After the floors were done, but before we had an indoor shower, I moved in with David. Since then we've been living out that particular portion of life that older people look back on with nostalgia- we filled our house with second hand furniture, we're always happy to see each other and we make our own broth to save money. I've never done anything like this before, either. 

6. The Obed
Where the climbing is so good that my friends make the trek all the way from Seattle. 

7. Chemistry
I will remember exactly two things from the basic chemistry class at Asheville-Buncombe Technical Community College: one, I got an A, which felt, as my friend So so eloquently puts it,  like "sweet revenge." Two, my teacher spoke with such a strong southern accent that when he said "Flourine" for the first time I burst out laughing. It sounded like he was demanding the attention of a surly waitress at a Waffle House. It was the only time I laughed that semester.

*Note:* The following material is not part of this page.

PR #21809, opened 2026-06-22
feat(protocol): add Bridge.init3() to reset stale RETRIABLE message statuses

dantaik:
Adds a one-time, owner-only `init3(bytes32[])` reinitializer to `Bridge` that resets the status of the listed messages from `RETRIABLE` back to the default `NEW`, allowing previously deployed contracts to clear stale message statuses. Each supplied hash must currently be in `Status.RETRIABLE`, otherwise the whole call reverts via `_checkStatus`. A dedicated `MessageStatusReset(bytes32 indexed msgHash)` event is emitted per reset instead of reusing `MessageStatusChanged`, so indexers can distinguish administrative resets from normal status transitions. Guarded by `reinitializer(3)` so it can only be executed once. Adds `Bridge1_init3.t.sol` covering the reset path, the owner check, the non-`RETRIABLE` revert, single-call enforcement, and the empty-array case.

8. The team that couldn't win 
My fall league ultimate frisbee team had the big idea of donating a canned good to the food bank for every point that we scored. It was a hungry, hungry season for Asheville. On the field we were a weekly disaster with flashes of brilliance; on the sidelines this was the warmest, friendliest team I've ever known. We became the kind of friends who would plan a pizza night and then actually all show up. This was as novel to me as the coconuts. 

9. Roots
In my first six months here, I don't think I got it through my head that I was really going to stay.  I felt like a happy tourist, always a few weeks away from flying back to my apartment in Seattle. Then one day I had a house, and a student ID, and a boyfriend who speaks with a heavy southern drawl. The ribbons of trails that surround the town were all of a sudden familiar. Then, as if to drive the point home, I got a writing job as the 'local expert' of the outdoor scene here in Asheville; the organization is called Roots Rated.  When I go out exploring the Blue Ridge Mountains, bizarre thoughts float through my head, things like "This will be a good spot to take our kids in a year or so." 

10. Make more mail 
follow the make more mail initiative in 2015 on instagram @melinadream
I finally figured out the purpose of this blog. 

Speaking of. 

What's on your list from 2014? Tell me something new that you were introduced to in the past year, and you'll be entered to win this week's mystery prize. Which, I have to say, is so incredibly appealing that it's difficult to not open it myself and dig in. It will be the Best Thing Ever to find its way into your mailbox. And the brand 2015 Wilder Coast photo thank you cards turned out pretty well, too. 

Happy New Year my friends!! I can't wait to read about your phenomenal phenomenons.